"Cet album est dédié à Ba?ak Ayd?ntu?". Celle-là même qui en Mai 2008 a tranché la gorge de sa mère, académicienne Turque. Voilà qui met dans l'ambiance, d'emblée.
Il arrive de s'intérioriser quelques instants pour se regarder d'un peu plus près, d'y voir ce qu'on a pas envie d'y voir et ce que l'on admettra jamais avoir vu, d'y voir des choses plus jolies qu'escompté, mais parfois, on va un peu trop loin, on se perd, on ne retrouve plus la sortie, et on s'enfonce alors allègrement dans un labyrinthe en constant déplacement, creusant un peu plus loin dans les abysses de notre cerveau malade. Les pensées les plus sombres y sont en enfouies, les pensées les plus amorales également. C'est ainsi que nos rancœurs éhontées s'extériorisent, laissant à notre langue seule le choix de les oraliser ou non. Quand un condensé de haine d'un passé lointain, proche, d'un présent amer et d'un futur oppressant se manifeste dans une oeuvre musicale de 45 minutes, vous entrez dans le domaine occulte de Viranesir. Un Viranesir ici plus nihiliste que jamais, qui après avoir "tué son enfant répulsif", "éjaculé sur toutes les belles choses", "tire" cette fois "sur le cadavre de maman". Beau programme en perspective.
Shoot on Mom's
Corpse est indéniablement le son d'un enfant qui pleure. Le son "de votre enfance agonisante". Après deux albums aux thématiques plus sombres que jamais, Viranesir rentre dans une complainte plus profonde et plus triste que jamais, toujours rythmée par plus d'incohérences musicales qui en dépit de leur aspect très dérangeant hypnotisent, font découvrir de nouvelles sensations que l'on pourrait assimiler à des trips violents sous acides. Les trois musiciens de l'album nous invitent à venir prendre une part du gâteau, à venir déguster la haine d'une même mère. Qui est-elle ? Libre à vous d'en décider. Qu'a-t'elle fait ? De même. Shoot on Mom's
Corpse, à l'instar de son prédécesseur
Kill Your Repulsive Child, n'est pas un album qui s'explique, mais bel et bien un album qui se vit, dont on s'imprègne lentement, attendant qu'il s'enracine en nous. C'est un album qui blesse, qui torture, un album douloureux, où toutes les choses que vous détestez se rencontrent enfin. Un album nécessaire toutefois.

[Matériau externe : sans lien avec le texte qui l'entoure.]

PR #36, opened 2020-06-12
feat(infra-apps) initialize infra-apps

hairmare:
* `infra-apps` chart: https://github.com/hairmare/helm-charts/tree/feat/initial-infra-apps-chart/charts/infra-apps
* [x] multiple apps in argoconfig (#34)
* [x] multiple clusters in argoconfig (#39) 
* [x] refactor CI and READMEs (#40)
* [x] refactor argoconfig to a library chart (https://github.com/adfinis-sygroup/helm-charts/pull/36#discussion_r440648497, #44, #45)
* [x] multiple projects in argoconfig? (most likely default to one project per `infra-*` app)
* [x] figure namespace handling (https://github.com/adfinis-sygroup/helm-charts/pull/36#discussion_r440649754, https://github.com/adfinis-sygroup/helm-charts/pull/36#discussion_r440650666, https://github.com/adfinis-sygroup/helm-charts/pull/36#discussion_r440651292)
  * I am going to not handle namespaces here and leave them as a separate top-level concern we can address individually  
* [x] actual infra-apps chart w/ basic apps (#36)
* [x] find/document a way to use external files/template in values (https://github.com/adfinis-sygroup/helm-charts/pull/36#discussion_r440648679, https://github.com/adfinis-sygroup/helm-charts/pull/36#discussion_r440649126)
  * Removed from scope of this PR, will revisit if needed later on
* [ ] complete example in charts/infra-apps/examples/cert-manager.yaml (https://github.com/adfinis-sygroup/helm-charts/pull/36#discussion_r440648867)
* [ ] complete example in charts/infra-apps/examples/nginx-ingress.yaml (https://github.com/adfinis-sygroup/helm-charts/pull/36#discussion_r440648993)
* [x] get rid of `infra-name` repetition in values (https://github.com/adfinis-sygroup/helm-charts/pull/36#discussion_r440652817)
* [ ] create a clusterissuer for cert-manager (maybe through a dedicated chart)


charts/infra-apps/examples/argocd.yaml
```diff
@@ -0,0 +1,78 @@
...
+        server:
+          config:
+            # configure main Argo CD URL
+            url: *url
+            # add a dex.config to enable auth via an external IdP or LDAP server
+            #
+            # The example below uses and external LDAP server and needs adapting
+            # by changing the example.com endpoints as well as the searches if
+            # you are on a non AD environment.
+            dex.config: |
```
hairmare, line 25: Rewriting argoconfig to a library chart will make loading this from an external file/template possible.

charts/infra-apps/examples/argocd.yaml
```diff
@@ -0,0 +1,78 @@
...
+            ingress:
+              tls:
+                - secretName: infra-argocd-cert
+                  hosts:
+                    - *host
+          # Configure Argo CD RBAC policies
+          rbacConfig:
+            # use emails and groups from dex here
+            policy.csv: |
+              g, username@example.com, role:admin
```
hairmare, line 76: Should be an external file/template as well

charts/infra-apps/examples/cert-manager.yaml
```diff
@@ -0,0 +1,11 @@
...
+  namespaces:
+    infra-certmgr:
+      additionalLabels:
+        k8s.adfinis.com/rbac-definition: "infra-rbac"
+
+argoconfig:
+  apps:
+    infra-certmgr:
+      enabled: true
+      values: {}
```
hairmare, line 11: This example needs fleshing out!

charts/infra-apps/examples/nginx-ingress.yaml
```diff
@@ -0,0 +1,11 @@
...
+  namespaces:
+    infra-ingress:
+      additionalLabels:
+        k8s.adfinis.com/rbac-definition: "infra-rbac"
+
+argoconfig:
+  apps:
+    infra-ingress:
+      enabled: true
+      values: {}
```
hairmare, line 11: This example is missing!

charts/infra-apps/examples/prometheus.yaml
```diff
@@ -0,0 +1,94 @@
...
+              enabled: true
+              grafana.ini:
+                auth.ldap:
+                  enabled: true
+                  allow_sign_up: true
+                  config_file: /etc/grafana/ldap.toml
+              ldap:
+                enabled: true
+                config: |-
+                  verbose_logging = true
```
hairmare, line 67: Should be an external file/template.

charts/infra-apps/templates/NOTES.txt
```diff
@@ -0,0 +1,13 @@
+The following Namespaces were configured:
+{{- range $name, $data := .Values.namespaces.namespaces }}
```
hairmare, line 2: Maybe namespaces should be created by an argo event or workflow.

charts/infra-apps/templates/_helpers.tpl
```diff
@@ -0,0 +1,63 @@
+{{/* vim: set filetype=mustache: */}}
```
hairmare, line 1: This needs to be reviewed and unused parts should be removed, the move to a library argoconfigs comes first though.

charts/infra-apps/templates/namespaces.yaml
```diff
@@ -0,0 +1,15 @@
+{{- if .Values.namespaces.enabled }}
```
hairmare, line 1: As noted, I'm not sure if this makes sense here. Maybe namespaces should get created by argo events/workflow. The event/workflow could also take care of actually setting up `*-apps` helm charts.

charts/infra-apps/values.yaml
```diff
@@ -0,0 +1,118 @@
+namespaces:
+  # namespaces.enabled -- Enable creating infra Namespaces
+  enabled: true
+  # namespaces.namespaces -- Map of Namespaces
+  # @default -- see [values.yaml](./values.yaml)
+  namespaces:
+    infra-argocd:
+      enabled: true
```
hairmare, line 8: I don't like that this enables to many workspaces and isn't coupled to the namespaces used below.

Maybe we get rid of namespaces here with argo events/workflow or this needs refactoring once we have a library chart.

charts/infra-apps/values.yaml
```diff
@@ -0,0 +1,118 @@
...
+      values:
+        nameOverride: infra-argocd
+        global:
+          image:
+            pullPolicy: Always
+        server:
+          ingress:
+            annotations:
+              kubernetes.io/ingress.class: infra-ingress
+              kubernetes.io/tls-acme: true
```
hairmare, line 62: The `infra-argocd` repetition will get dealt with once argoconfig is a library.

charts/infra-apps/examples/argocd.yaml
hairmare: I'm reconsidering this since it would probably mean having more magic yaml merging than makes sense. Most likely I'll revisit this if we come across an example where the config is large enough so this makes more sense.

charts/infra-apps/examples/argocd.yaml
hairmare: https://github.com/adfinis-sygroup/helm-charts/pull/36#discussion_r449054303

charts/infra-apps/templates/NOTES.txt
hairmare: I removed the Namespace issue from the scope of this chart for now. I believe that we should manage namespaces (and maybe also rbac rules) somewhere else so we can isolate security concerns related to namespaces from the actual app deployments.

We will also want to use whatever solution we choose to manage namespaces for more than just infra apps and we don't want to have to reconfigure infra-apps when we need to a namespace for something. Maybe namespaces should be treated as data and not as code... I need to think about this a bit more and will gladly take pointers to ideas that help us keep namespaces somewhat dynamic while still gitopsing them..

hairmare:
This still needs some serious testing but I've decided to not keep it in draft-limbo any longer.

If someone could spare some time for an initial review I'd be happy as a cake.

eyenx:
I'll find some time this week

charts/infra-apps/templates/argocd.yaml
```diff
@@ -0,0 +1,29 @@
+{{ if .Values.argocd.enabled }}
+{{ template "argoconfig.application" (list . "infra-apps.argocd") }}
+---
```
yoan-adfinis, line 3: I wouldn't jam two resources into one file. Unless it's _n_ resources built from a loop of course.

yoan-adfinis: All those files (argocd.yml, cermgr.yml, ingress.yml, monitoring.yml, and rbac.yml) are very similar.

hairmare: Thanks for the feedback!

Them looking similar is one of the reasons I put both the application and as well as the project into the same file. It makes it easy to just `cat old | sed > new` when creating a new one.

I'll look if I can find a sensible way to have an application.yaml as well as a approject.yaml with some looping.

The application part is mostly a workaround until [ApplicationSets](https://github.com/argoproj-labs/applicationset) are more mature so we can leverage those. Maybe the AppProject should be removed from here letting us manage rbac/security related stuff through a different channel, but then again I already added rbac.yaml which moves some serious security concerns into this chart.

hairmare: The only way I can see some looping happen is with the `tpl` function which looks like a `exec(generated_string)` kind of pattern if we use it to generate templated templates.

Since this will be replaced with an ApplicationSet once that is possible, I'm going to keep this like it is. I hope keeping it this way will make it easier to migrate to such an ApplicationSet down the line.

eyenx:
Hmm I would suggest renaming some of this charts and values.

`monitoring` > `prometheusOperator`
`certmgr` > `certManager`
`ingress` >  `ingressNginx`
`rbac` > `rbacManager` 

For me it is clearer like that. What if we want to have several `logging` charts, a.e: `elk` & `loki`? Or what if we want to support several `ingress` providers? 

Same goes for storage. We can't just name the storage Provider `storage`. It should be named a.e `NfsClientProvisioner` or `cephCSI` or whatever it really is.

hairmare:
> Hmm I would suggest renaming some of this charts and values.
> 
> `monitoring` > `prometheusOperator`

Should be `kubePrometheusStack` if we want to name it like the chart it uses.

> `certmgr` > `certManager`
> `ingress` > `ingressNginx`
> `rbac` > `rbacManager`

tbh I took care at using the shortest names I could think of to not run into any issues with derived names and their length. I'll spin up a local cluster to do some testing before I rename them.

Ce troisième opus de Viranesir, déjà septième album d'Emir Togrul, se positionne comme un exemple concret de ce qu'est l'art conceptuel. Non, ici, la musique ne se suffit pas à elle-même. Elle a besoin de mots pour être appréhendée, aimée, détestée ou ignorée. Dans tous les cas, il est évident qu'elle ne laissera pas indifférent. Bien entendu, ce n'est pas une oeuvre à mettre à la disposition de toutes les oreilles, mais pour sûr, un peu d'empathie et d'ouverture peut suffire à vous bouleverser véritablement.